Report the number of lines in the material below that contain "requirement", without any other words.

» DATA LISTING:
━━━━━━━━━━━━━━━━━━━━

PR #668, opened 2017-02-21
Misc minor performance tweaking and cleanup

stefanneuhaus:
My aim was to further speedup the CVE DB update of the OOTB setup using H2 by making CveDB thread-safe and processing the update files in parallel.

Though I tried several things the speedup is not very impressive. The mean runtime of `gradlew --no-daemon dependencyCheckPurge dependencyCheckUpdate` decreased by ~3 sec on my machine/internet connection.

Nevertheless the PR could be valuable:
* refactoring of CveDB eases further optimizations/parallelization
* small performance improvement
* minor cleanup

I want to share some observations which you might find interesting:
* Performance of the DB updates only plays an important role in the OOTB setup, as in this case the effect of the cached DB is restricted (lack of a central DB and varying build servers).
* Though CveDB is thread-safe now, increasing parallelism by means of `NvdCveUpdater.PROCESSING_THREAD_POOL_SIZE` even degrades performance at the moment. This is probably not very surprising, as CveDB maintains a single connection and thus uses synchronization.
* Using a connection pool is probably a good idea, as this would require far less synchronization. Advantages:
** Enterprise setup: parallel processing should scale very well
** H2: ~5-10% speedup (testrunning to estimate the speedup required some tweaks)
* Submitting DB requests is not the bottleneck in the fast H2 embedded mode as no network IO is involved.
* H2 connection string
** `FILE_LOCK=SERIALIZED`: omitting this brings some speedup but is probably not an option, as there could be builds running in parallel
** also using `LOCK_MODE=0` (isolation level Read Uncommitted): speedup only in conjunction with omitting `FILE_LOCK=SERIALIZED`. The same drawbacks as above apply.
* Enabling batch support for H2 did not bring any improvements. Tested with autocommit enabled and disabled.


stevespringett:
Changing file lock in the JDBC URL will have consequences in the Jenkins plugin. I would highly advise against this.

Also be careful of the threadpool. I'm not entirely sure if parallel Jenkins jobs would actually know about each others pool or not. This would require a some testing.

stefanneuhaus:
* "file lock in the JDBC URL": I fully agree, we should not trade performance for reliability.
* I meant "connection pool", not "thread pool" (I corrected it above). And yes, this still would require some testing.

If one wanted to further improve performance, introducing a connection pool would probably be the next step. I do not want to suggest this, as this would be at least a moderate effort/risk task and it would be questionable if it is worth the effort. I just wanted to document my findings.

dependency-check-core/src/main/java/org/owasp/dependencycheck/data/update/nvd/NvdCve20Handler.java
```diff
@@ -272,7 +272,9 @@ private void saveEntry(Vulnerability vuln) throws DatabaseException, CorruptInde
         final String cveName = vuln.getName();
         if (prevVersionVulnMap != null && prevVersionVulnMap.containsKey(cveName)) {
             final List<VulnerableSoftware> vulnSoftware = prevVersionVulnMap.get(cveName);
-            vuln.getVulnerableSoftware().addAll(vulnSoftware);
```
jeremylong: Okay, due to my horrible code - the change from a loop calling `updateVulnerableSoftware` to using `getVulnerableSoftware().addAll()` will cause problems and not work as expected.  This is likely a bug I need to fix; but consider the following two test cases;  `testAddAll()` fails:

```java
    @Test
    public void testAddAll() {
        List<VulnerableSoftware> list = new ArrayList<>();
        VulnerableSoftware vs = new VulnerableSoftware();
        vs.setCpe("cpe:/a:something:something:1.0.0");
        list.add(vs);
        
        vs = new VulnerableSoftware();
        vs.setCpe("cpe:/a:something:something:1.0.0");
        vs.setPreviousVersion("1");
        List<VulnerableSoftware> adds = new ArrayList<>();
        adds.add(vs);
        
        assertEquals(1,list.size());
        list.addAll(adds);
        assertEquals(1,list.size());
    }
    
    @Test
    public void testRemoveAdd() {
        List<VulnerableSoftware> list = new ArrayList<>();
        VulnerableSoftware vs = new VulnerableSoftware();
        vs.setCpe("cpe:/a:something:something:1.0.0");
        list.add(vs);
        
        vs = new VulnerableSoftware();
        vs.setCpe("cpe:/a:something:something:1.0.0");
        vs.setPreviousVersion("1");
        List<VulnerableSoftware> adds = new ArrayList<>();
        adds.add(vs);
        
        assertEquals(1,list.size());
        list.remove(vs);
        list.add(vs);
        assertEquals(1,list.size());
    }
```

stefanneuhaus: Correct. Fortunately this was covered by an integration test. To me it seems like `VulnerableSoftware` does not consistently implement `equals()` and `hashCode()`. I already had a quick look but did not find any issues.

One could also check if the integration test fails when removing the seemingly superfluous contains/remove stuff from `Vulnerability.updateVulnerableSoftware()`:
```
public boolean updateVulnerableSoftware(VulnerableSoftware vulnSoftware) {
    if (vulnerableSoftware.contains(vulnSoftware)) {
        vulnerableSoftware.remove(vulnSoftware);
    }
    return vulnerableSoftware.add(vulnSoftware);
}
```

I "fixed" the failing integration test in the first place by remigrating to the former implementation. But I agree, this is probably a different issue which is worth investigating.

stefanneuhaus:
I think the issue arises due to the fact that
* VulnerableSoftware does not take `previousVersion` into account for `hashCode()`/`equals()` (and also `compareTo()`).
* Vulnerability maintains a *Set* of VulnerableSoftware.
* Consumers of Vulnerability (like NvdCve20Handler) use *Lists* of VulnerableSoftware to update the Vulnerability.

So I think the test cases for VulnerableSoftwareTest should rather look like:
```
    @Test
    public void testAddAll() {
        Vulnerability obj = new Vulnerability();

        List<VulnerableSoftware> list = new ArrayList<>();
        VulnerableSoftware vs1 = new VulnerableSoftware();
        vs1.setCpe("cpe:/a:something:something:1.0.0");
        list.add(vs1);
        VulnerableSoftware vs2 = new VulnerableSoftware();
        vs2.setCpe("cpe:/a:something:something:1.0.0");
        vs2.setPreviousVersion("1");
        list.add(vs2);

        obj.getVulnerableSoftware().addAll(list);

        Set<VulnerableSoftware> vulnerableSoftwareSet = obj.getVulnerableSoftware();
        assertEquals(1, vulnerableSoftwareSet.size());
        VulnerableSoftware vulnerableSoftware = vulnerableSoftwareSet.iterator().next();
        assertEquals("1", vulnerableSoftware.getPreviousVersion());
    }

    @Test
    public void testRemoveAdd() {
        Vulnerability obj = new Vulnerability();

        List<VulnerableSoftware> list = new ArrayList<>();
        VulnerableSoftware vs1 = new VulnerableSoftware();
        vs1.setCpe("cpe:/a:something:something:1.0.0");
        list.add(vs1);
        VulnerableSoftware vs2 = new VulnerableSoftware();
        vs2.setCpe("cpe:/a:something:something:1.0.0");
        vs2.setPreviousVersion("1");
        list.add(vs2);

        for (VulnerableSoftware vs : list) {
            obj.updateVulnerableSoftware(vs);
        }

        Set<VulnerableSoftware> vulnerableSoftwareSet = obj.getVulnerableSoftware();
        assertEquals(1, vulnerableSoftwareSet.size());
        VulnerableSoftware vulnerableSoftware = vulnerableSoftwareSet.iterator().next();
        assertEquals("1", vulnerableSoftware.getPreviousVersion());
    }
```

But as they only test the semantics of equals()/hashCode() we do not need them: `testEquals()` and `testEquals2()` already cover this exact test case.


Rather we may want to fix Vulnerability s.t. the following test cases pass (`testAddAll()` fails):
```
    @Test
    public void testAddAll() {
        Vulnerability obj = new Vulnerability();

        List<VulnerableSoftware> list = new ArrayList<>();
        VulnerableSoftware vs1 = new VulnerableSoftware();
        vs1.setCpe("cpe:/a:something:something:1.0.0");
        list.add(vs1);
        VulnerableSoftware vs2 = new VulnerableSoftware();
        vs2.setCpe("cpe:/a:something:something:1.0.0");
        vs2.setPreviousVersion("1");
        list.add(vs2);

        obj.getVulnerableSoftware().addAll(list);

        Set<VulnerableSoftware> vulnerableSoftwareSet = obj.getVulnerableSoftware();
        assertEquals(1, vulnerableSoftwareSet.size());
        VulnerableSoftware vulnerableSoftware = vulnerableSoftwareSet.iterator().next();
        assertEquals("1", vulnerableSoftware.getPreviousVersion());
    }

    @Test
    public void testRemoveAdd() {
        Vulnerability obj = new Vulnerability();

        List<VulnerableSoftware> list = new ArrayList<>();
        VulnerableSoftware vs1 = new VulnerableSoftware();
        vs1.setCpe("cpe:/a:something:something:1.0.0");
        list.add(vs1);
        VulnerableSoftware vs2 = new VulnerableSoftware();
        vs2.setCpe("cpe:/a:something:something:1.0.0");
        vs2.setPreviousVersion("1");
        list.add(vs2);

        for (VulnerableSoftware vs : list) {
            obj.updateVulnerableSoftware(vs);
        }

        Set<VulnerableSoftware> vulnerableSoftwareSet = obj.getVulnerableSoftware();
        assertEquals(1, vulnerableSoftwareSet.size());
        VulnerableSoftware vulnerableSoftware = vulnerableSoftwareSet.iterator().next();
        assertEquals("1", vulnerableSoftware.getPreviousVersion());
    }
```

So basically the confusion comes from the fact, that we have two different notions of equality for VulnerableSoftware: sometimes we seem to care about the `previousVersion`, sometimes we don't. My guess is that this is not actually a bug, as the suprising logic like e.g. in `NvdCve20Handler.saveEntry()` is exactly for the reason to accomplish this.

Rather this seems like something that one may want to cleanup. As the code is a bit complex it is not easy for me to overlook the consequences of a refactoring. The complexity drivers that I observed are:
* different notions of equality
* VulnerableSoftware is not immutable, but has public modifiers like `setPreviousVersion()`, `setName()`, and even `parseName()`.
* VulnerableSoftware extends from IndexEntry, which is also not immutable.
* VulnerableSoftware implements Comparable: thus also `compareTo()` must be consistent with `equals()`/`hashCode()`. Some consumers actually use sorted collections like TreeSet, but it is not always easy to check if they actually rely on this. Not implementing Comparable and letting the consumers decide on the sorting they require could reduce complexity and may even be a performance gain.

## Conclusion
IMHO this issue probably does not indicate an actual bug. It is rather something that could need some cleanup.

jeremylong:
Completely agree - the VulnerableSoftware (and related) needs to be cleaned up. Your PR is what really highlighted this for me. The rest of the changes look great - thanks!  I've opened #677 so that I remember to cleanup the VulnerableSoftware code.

━━━━━━━━━━━━━━━━━━━━

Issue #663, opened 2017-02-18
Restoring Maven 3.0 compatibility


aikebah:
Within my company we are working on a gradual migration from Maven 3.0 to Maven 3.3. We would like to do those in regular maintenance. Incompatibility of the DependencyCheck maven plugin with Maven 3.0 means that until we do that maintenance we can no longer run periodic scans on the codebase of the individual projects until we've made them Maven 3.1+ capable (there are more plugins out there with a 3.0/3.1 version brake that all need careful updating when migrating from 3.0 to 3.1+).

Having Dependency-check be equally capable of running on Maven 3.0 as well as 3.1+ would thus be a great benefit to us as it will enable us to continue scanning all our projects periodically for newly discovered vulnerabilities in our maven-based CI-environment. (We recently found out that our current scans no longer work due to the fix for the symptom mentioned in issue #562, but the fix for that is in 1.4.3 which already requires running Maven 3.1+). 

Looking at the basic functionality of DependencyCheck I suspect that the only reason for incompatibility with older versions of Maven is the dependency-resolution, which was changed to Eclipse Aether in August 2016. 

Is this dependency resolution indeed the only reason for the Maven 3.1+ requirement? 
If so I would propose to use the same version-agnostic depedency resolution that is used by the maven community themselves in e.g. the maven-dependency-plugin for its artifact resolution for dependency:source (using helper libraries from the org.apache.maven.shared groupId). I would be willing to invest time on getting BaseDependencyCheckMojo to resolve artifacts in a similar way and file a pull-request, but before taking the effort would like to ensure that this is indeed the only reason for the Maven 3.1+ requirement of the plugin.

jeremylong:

━━━━━━━━━━━━━━━━━━━━

» WORKED SOLUTION:
2